The compactor_config block configures the optional compactor service.

compactor:
    # List of compaction time ranges.
    # CLI flag: -compactor.block-ranges
    [block_ranges: <list of duration> | default = [2h,12h,24h]]

    # Number of Go routines to use when syncing block index and chunks files
    # from the long term storage.
    # CLI flag: -compactor.block-sync-concurrency
    [block_sync_concurrency: <int> | default = 20]

    # Number of Go routines to use when syncing block meta files from the long
    # term storage.
    # CLI flag: -compactor.meta-sync-concurrency
    [meta_sync_concurrency: <int> | default = 20]

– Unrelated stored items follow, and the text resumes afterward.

PR #45, opened 2015-03-31
WIP: Add new endpoints for viewing the receipt page or an error page

dianakhuang:
on return from CyberSource.

@stephensanchez Here's what I have so far. We can talk it out some more later.


dianakhuang:
@rlucioni Here's the PR of the work I've been doing.

extensions/payment/constants.py
```diff
@@ -47,3 +53,88 @@ class CybersourceConstants(object):
     DECLINE = u'DECLINE'
     ACCEPT = u'ACCEPT'
     ERROR = u'ERROR'
+
+
+class CybersourceErrors(object):
+    """ The mapping of Cybersource error codes to their meanings. """
+    REASONCODE_MAP = defaultdict(lambda: "UNKNOWN REASON")
+    REASONCODE_MAP.update(
```
clintonb: Do these really need to be translated? Are they being displayed anywhere?

dianakhuang: I imagine that they'll be on the error pages we show to students eventually unless it makes more sense for us to just show them the error codes.

rlucioni:
Thanks @dianakhuang. I'll close this now and open a new PR once this is completed.

PR #46, opened 2015-03-31
Added endpoint to retrieve a user's orders

clintonb:
This endpoint supports OAuth2 access tokens, and validating said tokens against a remote provider.

@stephensanchez @rlucioni


extensions/api/authentication.py
```diff
@@ -51,3 +55,54 @@ def authenticate_credentials(self, payload):
...
+        auth = get_authorization_header(request).split()
+
+        if not auth or auth[0].lower() != b'bearer':
+            return None
+
+        if len(auth) == 1:
+            msg = _('Invalid token header. No credentials provided.')
+            raise exceptions.AuthenticationFailed(msg)
+        elif len(auth) > 2:
+            msg = _('Invalid token header. Token string should not contain spaces.')
```
rlucioni: Do these messages need to be translated? They don't seem like the kind of message that would be user-facing.

extensions/api/authentication.py
```diff
@@ -51,3 +55,54 @@ def authenticate_credentials(self, payload):
...
+            raise exceptions.AuthenticationFailed(msg)
+
+        return self.authenticate_credentials(provider_url, auth[1])
+
+    def authenticate_credentials(self, provider_url, key):
+        try:
+            response = requests.get('{}/access_token/{}/'.format(provider_url, key))
+            if response.status_code != 200:
```
rlucioni: Could you use the DRF status constant `HTTP_200_OK` instead of a naked status code?

extensions/api/authentication.py
```diff
@@ -51,3 +55,54 @@ def authenticate_credentials(self, payload):
...
+                raise exceptions.AuthenticationFailed(_('Invalid token.'))
+
+            data = response.json()
+            user = User.objects.get(username=data['username'])
+        except User.DoesNotExist:
+            raise exceptions.AuthenticationFailed(_('Invalid token.'))
+
+        if not user.is_active:
+            raise exceptions.AuthenticationFailed(_('User inactive or deleted.'))
```
rlucioni: Similar question about these messages; do they need to be marked for translation?

extensions/api/authentication.py
```diff
@@ -51,3 +55,54 @@ def authenticate_credentials(self, payload):
...
+    Simple token based authentication.
+
+    Clients should authenticate by passing the token key in the "Authorization"
+    HTTP header, prepended with the string "Bearer ".  For example:
+
+        Authorization: Bearer 401f7ac837da42b97f613d789819ff93537bee6a
+    """
+
+    def authenticate(self, request):
+        provider_url = getattr(settings, 'OAUTH2_PROVIDER_URL', None)
```
rlucioni: Since the default value you're passing in is `None`, I would just use `get` here.
```python
provider_url = settings.get('OAUTH2_PROVIDER_URL')
```

extensions/api/tests/test_authentication.py
```diff
@@ -0,0 +1,103 @@
...
+
+from django.test import TestCase, override_settings, RequestFactory
+import httpretty
+from oscar.test import factories
+from rest_framework.exceptions import AuthenticationFailed
+
+from extensions.api.authentication import BearerAuthentication
+
+
+OAUTH2_PROVIDER_URL = 'https://example.com/oauth2'
```
rlucioni: Could you specify this in test settings?

extensions/api/tests/test_views.py
```diff
@@ -31,15 +33,36 @@
 ShippingEventType = get_model('order', 'ShippingEventType')
 
 
+class ThrottlingMixin(object):
+    def setUp(self):
+        super(ThrottlingMixin, self).setUp()
```
rlucioni: Why is it necessary to call `super()` here?

extensions/api/tests/test_views.py
```diff
@@ -370,3 +382,51 @@ def test_fulfillment_failed(self):
...
+        self.assertEqual(response.status_code, 200)
+        self.assertListEqual(response.data, [])
+
+    def test_with_orders(self):
+        """ The view should return a list of the users orders, if orders exist. """
+        order = factories.create_order(user=self.user)
+        response = self.client.get(self.path, HTTP_AUTHORIZATION=self.token)
+        self.assertEqual(response.status_code, 200)
+        self.assertEqual(len(response.data), 1)
+        print response.data
```
rlucioni: Left over from debugging?

clintonb: Removed.

extensions/api/tests/test_authentication.py
clintonb: No. This value should only be used for these tests. This value is not necessary to run all tests.

extensions/api/authentication.py
clintonb: Updated.

extensions/api/authentication.py
clintonb: Translation removed.

extensions/api/authentication.py
clintonb: Updated.

extensions/api/authentication.py
clintonb: Translation removed.

extensions/api/tests/test_authentication.py
rlucioni: Makes sense, thanks for the clarification.

extensions/api/authentication.py
clintonb: Correction: `settings` is not a `dict`.

extensions/api/tests/test_views.py
clintonb: http://nedbatchelder.com/blog/201210/multiple_inheritance_is_hard.html

extensions/api/authentication.py
rlucioni: Right; good catch.

extensions/api/tests/test_views.py
rlucioni: Thanks for the reference.

rlucioni:
:+1:

stephensanchez:
Code looks good but I'm wondering about performance implications. I'd recommend we enforce pagination on this endpoint.

clintonb:
@stephensanchez Pagination added. If we were to add it later, technically we'd need to update our API version.

extensions/api/pagination.py
```diff
@@ -0,0 +1,9 @@
+from rest_framework import pagination
+
+
+class PageNumberPagination(pagination.PageNumberPagination):
+    """ Page number pagination with a page size of 20. """
+
+    # TODO If/when django-oscar-extensions and ecommerce are merged, set this using Django settings. See
+    # http://www.django-rest-framework.org/api-guide/pagination/#pagination.
```
rlucioni: For the time being, couldn't this be added to `_oscar.py`?

clintonb: Updated.

rlucioni:
:+1: (again).

PR #47, opened 2015-03-31
Configure Segment for use within extensions

rlucioni:
The title says it all. @clintonb or @stephensanchez, I'd appreciate a review.


clintonb:
:+1:

PR #24, opened 2023-06-06
Use ConfigMap to customise TrustyAI operator's service image

ruivieira:
[RHODS-9182](https://issues.redhat.com/browse/RHODS-9182) / #23 

Configure the operator to use custom images by creating a `ConfigMap` in the operator's namespace. 
The operator only checks the `ConfigMap` at deployment, so changes made afterward won't trigger a redeployment of services.

Example ConfigMap:

```yaml
apiVersion: v1
kind: ConfigMap
metadata:
  name: trustyai-service-operator-config
data:
  trustyaiServiceImageName: 'quay.io/mycustomrepo/mycustomimage'
  trustyaiServiceImageTag: 'v1.0.0'
```

### DIFF
--- a/main.go
+++ b/main.go
@@ -99,21 +99,10 @@ func main() {
 		os.Exit(1)
 	}
 
-	// Get image and tag from ConfigMap
-	// If there's a ConfigMap with custom images, it is only applied when the operator is first deployed
-	// Changing (or creating) the ConfigMap after the operator is deployed will not have any effect
-	imageName, imageTag, err := controllers.GetConfigMapValues(mgr.GetClient(), ns, "trustyai-service-operator-config")
-	if err != nil {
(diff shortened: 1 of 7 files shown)


tteofili (approved):
LGTM

main.go
```diff
@@ -93,9 +93,16 @@ func main() {
 		os.Exit(1)
 	}
 
+	ns, err := controllers.GetNamespace()
+	if err != nil {
+		setupLog.Error(err, "unable to operator's namespace")
+		os.Exit(1)
```
danielezonca, line 99: Please don't make this a final error: this feature is mainly for testing so I would prefer to log (Error is fine or Warn as you prefer) with proper message but default on the native scenario (aka hardcoded image)
Wdyt?

ruivieira: Changed in latest commit

PR #29, opened 2023-06-07
Ensure PV exists and create PVC with matching storage class

ruivieira:
[RHODS-9247](https://issues.redhat.com/browse/RHODS-9247) / #26 

The operator now:

- Ensures the specified PV exists (and logs approriate errors)
- Uses the same storage class as the PV for the PVC to avoid any errors


tteofili (approved):
LGTM

danielezonca (approved):

PR #42, opened 2023-06-08
Add TLS and route checking

ruivieira:


controllers/route.go
```diff
@@ -0,0 +1,89 @@
...
+		} else {
+			// They are different, update the existing route.
+			existingRoute.Spec = createdRoute.Spec
+			err := r.Client.Update(ctx, existingRoute)
+			if err != nil {
+				log.FromContext(ctx).Error(err, "Error updating Route.")
+				return err
+			}
+		}
+	}
```
danielezonca, line 86: No `Condition` to represent `Route` status? This should impact also on general readiness of the service.
Feel free to address with a future ticket :)

danielezonca (approved):
LGMT, just a comment but that can be addressed with another ticket

controllers/route.go
ruivieira: 👍 https://github.com/trustyai-explainability/trustyai-service-operator/issues/43

PR #55, opened 2023-06-19
Update ModelMesh deployments with TrustyAI payload processor endpoints

ruivieira:


controllers/trustyaiservice_controller.go
```diff
@@ -138,10 +143,15 @@ func (r *TrustyAIServiceReconciler) Reconcile(ctx context.Context, req ctrl.Requ
...
+	// Call the function to patch environment variables for Deployments that match the label
+	shouldContinue, err := r.patchEnvVarsByLabelForDeployments(ctx, req.Namespace, modelMeshLabelKey, modelMeshLabelValue, payloadProcessorName, req.Name, false)
 	if err != nil {
-		log.FromContext(ctx).Error(err, "Failed to update ModelMesh payload processor.")
-		// handle error
+		log.FromContext(ctx).Error(err, "Could not patch environment variables for Deployments.")
+		return ctrl.Result{}, err
+	}
+	if !shouldContinue {
+		log.FromContext(ctx).Info("Not all replicas are ready, requeue the reconcile request")
```
danielezonca, line 153: This is more a side comment but why do we need to wait all replicas to be up before doing the injection of the variable? Is there any undesired side effect or it _just_ don't work? :)

controllers/modelmesh.go
```diff
@@ -2,98 +2,114 @@ package controllers
...
+	if err != nil {
+		log.FromContext(ctx).Error(err, "Could not get Deployments by label.")
+		return false, err
+	}
+
+	// Build the payload processor endpoint
+	url := "http://" + crName + "." + namespace + ".svc.cluster.local/consumer/kserve/v2"
+
+	// Patch environment variables for the Deployments
+	if shouldContinue, err := r.patchEnvVarsForDeployments(ctx, deployments, envVarName, url, remove); err != nil {
```
danielezonca, line 76: Minor note, I think this code is good but the `remove` codepath is a bit hard to understand: the logic is hidden inside `patchEnvVarsForDeployments` so for example the `url` is built even while removing.
I think it is fine for now, we can probably improve it in the future but I would like to minimise the changes at this stage :)

controllers/modelmesh.go
```diff
@@ -2,98 +2,114 @@ package controllers
...
+		log.FromContext(ctx).Error(err, "Could not patch environment variables for Deployments.")
+		return shouldContinue, err
+	}
+
+	return true, nil
+}
+
+// updateEnvVarValue updates the value of an environment variable based on the remove flag and current value
+func updateEnvVarValue(currentValue, newValue string, remove bool) string {
```
danielezonca, line 85: I think "update" is a bit misleading, because as far as I see the method calculate the new value but it is not doing the actual update.
Am I right?

controllers/modelmesh.go
```diff
@@ -2,98 +2,114 @@ package controllers
...
-					newParts := []string{}
-					for _, part := range parts {
-						if part != url {
-							newParts = append(newParts, part)
-						}
-					}
-					envVar.Value = strings.Join(newParts, " ")
-				}
+				// Modify the existing env var based on the remove flag and current value
+				envVar.Value = updateEnvVarValue(envVar.Value, url, remove)
```
danielezonca, line 49: Where this value is updated? Is it line 53 correct?

controllers/modelmesh.go
ruivieira: Renamed to `generateEnvVarValue` and updated the docs

controllers/modelmesh.go
ruivieira: https://github.com/trustyai-explainability/trustyai-service-operator/issues/56

controllers/finalizers.go
```diff
@@ -4,11 +4,5 @@ import "context"
...
 // deleteExternalDependency removes the payload processor from the ModelMesh deployment
 func (r *TrustyAIServiceReconciler) deleteExternalDependency(crName, namespace string, ctx context.Context) error {
-	// Remove the payload processor from the deployment
-	err := updatePayloadProcessor(context.Background(), r.Client, "mlserver", "PAYLOAD_PROCESSOR", crName, namespace, true)
-	if err != nil {
-		return err
-	}
-
 	return nil
 }
```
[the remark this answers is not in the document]
ruivieira: Removed.

controllers/modelmesh.go
ruivieira: Yes, the last step of the loop.

controllers/finalizers.go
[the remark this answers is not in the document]
ruivieira: Reinstated finaliser

controllers/trustyaiservice_controller.go
```diff
@@ -577,6 +587,23 @@ func (r *TrustyAIServiceReconciler) reconcileServiceMonitor(cr *trustyaiopendata
 
 // SetupWithManager sets up the controller with the Manager.
 func (r *TrustyAIServiceReconciler) SetupWithManager(mgr ctrl.Manager) error {
+	if err := mgr.GetFieldIndexer().IndexField(context.TODO(), &appsv1.Deployment{}, ".metadata.controller", func(rawObj client.Object) []string {
```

    # Minimum age of fresh (non-compacted) blocks before they are being processed,
    # in order to skip blocks that are still uploading from ingesters. Malformed
    # blocks older than the maximum of consistency-delay and 30m will be removed.
    # CLI flag: -compactor.consistency-delay
    [consistency_delay: <duration> | default = 30m]

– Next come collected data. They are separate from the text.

PR #68, opened 2023-06-29
Change import paths and API references

ruivieira:


go.sum
danielezonca, line 1: are you sure about this changes? Given that you changed only some import I was not expecting impact on this 🤔

danielezonca (approved):

go.sum
ruivieira: Reverted the changes to `go.sum`.

PR #72, opened 2023-07-05
Correct finalizer name

ruivieira:


controllers/trustyaiservice_controller.go
```diff
@@ -44,7 +44,7 @@ const (
 	defaultTag           = string("latest")
 	containerName        = "trustyai-service"
 	serviceMonitorName   = "trustyai-metrics"
-	finalizerName        = "trustyai.opendatahub.io/finalizer"
+	finalizerName        = "trustyai.opendatahub.io.trustyai.opendatahub.io/finalizer"
```
danielezonca, line 47: Is it possible to use a shared constant to avoid/prevent similar issues?

danielezonca (approved):

controllers/trustyaiservice_controller.go
ruivieira: - https://github.com/trustyai-explainability/trustyai-service-operator/issues/73

PR #81, opened 2023-07-14
Add central ServiceMonitor to operator's namespace

ruivieira:
This PR creates an additional service monitor on the operator's namespace.
It will watch namespace for `app.kubernetes.io/part-of: trustyai-service` CRs and configure the metrics.
The previous per-namespace Service Monitor is still created (as previously).


controllers/monitor.go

    # Directory in which to cache downloaded blocks to compact and to store the
    # newly created block during the compaction process.
    # CLI flag: -compactor.data-dir
    [data_dir: <string> | default = "./data"]

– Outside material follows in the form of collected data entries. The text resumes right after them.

PR #91, opened 2023-07-21
Refactor reconcile return values

ruivieira:


controllers/trustyaiservice_controller.go
```diff
@@ -97,10 +97,10 @@ func (r *TrustyAIServiceReconciler) Reconcile(ctx context.Context, req ctrl.Requ
 		if errors.IsNotFound(err) {
 			// Request object not found, could have been deleted after reconcile request.
 			// Owned objects are automatically garbage collected. For additional cleanup logic use finalizers.
-			return ctrl.Result{}, nil
+			return Requeue()
```
danielezonca, line 100: This seems a different behaviour

ruivieira: @danielezonca well spotted, changed to not requeueing, since this is the scenario where it might have been deleted.

danielezonca (approved):

PR #105, opened 2023-09-25
Add KServe support

ruivieira:
This PR adds support to KServe inference services (IS) by setting a TrustyAI service as an `InferenceLogger` for KServe IS.
If IS is part of a ModelMesh deployment, the behaviour is the same as previously.

KServe and ModelMesh IS are differentiated by checking the IS's `serving.kserve.io/deploymentMode: ModelMesh` annotation.

**Other changes**

- Dependencies updated to better align with the ODH operator
- Updated KServe API from `v1alpha1` to `v1beta1`


config/rbac/role.yaml
```diff
@@ -107,6 +107,27 @@ rules:
...
+  resources:
+  - inferenceservices
+  verbs:
+  - create
+  - delete
+  - get
+  - list
+  - patch
+  - update
+  - watch
```
danielezonca, line 121: Are really all of them necessary? For example I don't think `create` or `delete` are necessary

danielezonca (approved):

config/rbac/role.yaml
ruivieira: Removed

PR #156, opened 2023-11-17
Add Available condition and checks

ruivieira:
This PR introduces the `Available` condition.
This condition is set to `True` if the PVC, Route and Deployment are ready.
The definition of ready is:
- PVC bound
- Route is admitted
- Deployment is Available and with expected number of replicas
The `Available` condition would be `False` otherwise.

`InferenceServices` do not have a bearing in `Available` and whether they are present or not will be reflected in the `InferenceServicesPresent` condition.

The readiness status checks are moved to the `reconcileStatuses` method and performed together, rather than at each component's (PVC, Route, etc) check.


ruivieira:
cc @alexcreasy

tteofili (approved):

PR #185, opened 2024-01-24
[RHOAIENG-2135] Add unique ClusterRoleBinding names

ruivieira:
Fixes [RHOAIENG-2135](https://issues.redhat.com/browse/RHOAIENG-2135)

### Problem

When creating multiple `TrustyAIServices`, endpoint authentication will fail.

### Steps to reproduce

Steps to reproduce using the CLI:

Assuming:
- A TrustyAI operator already deployed
- `$CLUSTER` is your cluster address.
- A `$TOKEN` as `export TOKEN=$(oc whoami -t)`
- No models are required to reproduce this

Create a namespace `test`. 
Add a first `TrustyAIService` in this namespace , using, for instance (`trustyai-test.yaml`)

```
apiVersion: trustyai.opendatahub.io/v1alpha1
kind: TrustyAIService
metadata:
  name: trustyai-service
spec:
  storage:
    format: "PVC"
    folder: "/inputs"
    size: "1Gi"
  data:
    filename: "data.csv"
    format: "CSV"
  metrics:
    schedule: "5s"
```
 and

```
oc apply -f trustyai-test.yaml -n test
```

Try the external endpoint:

```
curl -sk -H "Authorization: Bearer ${TOKEN}" https://trustyai-service-test.${CLUSTER}/info
```

This should provide a successful response (in terms of authentication, actual response might be `[]`).

Create a namespace `test2`. 
Add a `TrustyAIService` in this namespace , using, for instance the `trustyai-test.yaml` as before:

```
oc apply -f trustyai-test.yaml -n test2
```

Try the external endpoint:

```
curl -sk -H "Authorization: Bearer ${TOKEN}" https://trustyai-service-test2.${CLUSTER}/info
```

The request will now be unsuccessful in terms of authentication.

### Solution

For authentication, TrustyAI's proxy uses a `ServiceAccount` with a binding to a proxy role with `tokenreviews` and `subjectaccessreviews`. This binding was created for each service and with a name derived from the TrustyAI service name.
If more than one service with the same were deployed, this would create a conflict and cause the second role binding to not be created.

`ClusterRoleBinding` names are now unique, derived from the service's name and namespace.

### Validation

Re-run the entire "Steps to reproduce" section.
The final request should now be successful

```
curl -sk -H "Authorization: Bearer ${TOKEN}" https://trustyai-service-test2.${CLUSTER}/info
```

PR #196, opened 2024-02-06
RHOAIENG-2417: Remove unnecessary cluster role binding's namespace

ruivieira:
See https://github.com/trustyai-explainability/trustyai-service-operator/pull/185#discussion_r1464612407


ruivieira:
This needs to be further tested.

PR #313, opened 2022-03-08
ci: move to webpack 5

anrusina:
This update moves our build to use webpack 5, it is also moves storybook to use webpack 5.

Unfortunately I was needed to avoid CDN link usage for react and react-dom, which increased the size of a built application by 10 Mb. However, it is more important to move to webpack 5 now then to ensure small size of the package. We can spend more time on optimization after we will update our repo to latest packages across the board.

## Are all requirements met?

 - [X] Code completed
 - [X] Smoke tested
 - [ ] Unit tests added


jsonporter (approved):
lgmt

jsonporter (approved):
lgtm

PR #328, opened 2022-03-15
chore: update eslint and prettier, use arbnb rules as base for our new standart  #patch

anrusina:
This PRs updates our **eslint** rules and **prettier** to latest standard.

From code perspective this PR contains only:
- space changes
- minimal import shuffling
- adding trailing comma

I did my best to avoid any code changes, by turning off all eslint rules which we are currently violating.
I have enabled few rules as warn, so we can start working on them. All rules that were enabled as warn can not be autofixed at this point (to avoid automatic unverified fix during commit).

### NOTE
After this PR would be merged, you would want to  pull it locally ASAP, to minimize **diff** amount in future PRs, 

## Type
 - [X] Maintenance
 
## Are all requirements met?

 - [X] Code completed
 - [X] Smoke tested
 - [X] Unit tests checked


jsonporter (approved):
lgtm

PR #344, opened 2022-03-23
chore: cleaning up eslint rules

anrusina:

Updated some eslint rules settings, to ensure more accurate erroring. 
Fixed errors which were not required more detailed testing:

- Updated `no-unused-vars` and `no-redeclare` to typescript versions
- Allowed to break `camelcase` and `jsx-a11y/*` rules in **test** and **storybook** files
- removed some unused variables, which was obviously not in use (left in place those which require some investigation)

    # The frequency at which the compactor should look for new blocks eligible for
    # compaction and trigger their compaction.
    # CLI flag: -compactor.compaction-interval
    [compaction_interval: <duration> | default = 1h]

    # How many times to retry a failed compaction during a single compaction
    # interval.
    # CLI flag: -compactor.compaction-retries
    [compaction_retries: <int> | default = 3]

    # Shard tenants across multiple compactor instances. Sharding is required if
    # you run multiple compactor instances, in order to coordinate compactions
    # and avoid race conditions leading to the same tenant blocks simultaneously
    # compacted by different instances.
    # CLI flag: -compactor.sharding-enabled
    [sharding_enabled: <bool> | default = false]

    # Configures the ring used when sharding is enabled.
    sharding_ring:
      kvstore:
        # Backend storage to use for the ring. Supported values are: consul, etcd,
        # inmemory, multi, memberlist (experimental).
        # CLI flag: -compactor.ring.store
        [store: <string> | default = "consul"]

        # The prefix for the keys in the store. Should end with a /.
        # CLI flag: -compactor.ring.prefix
        [prefix: <string> | default = "collectors/"]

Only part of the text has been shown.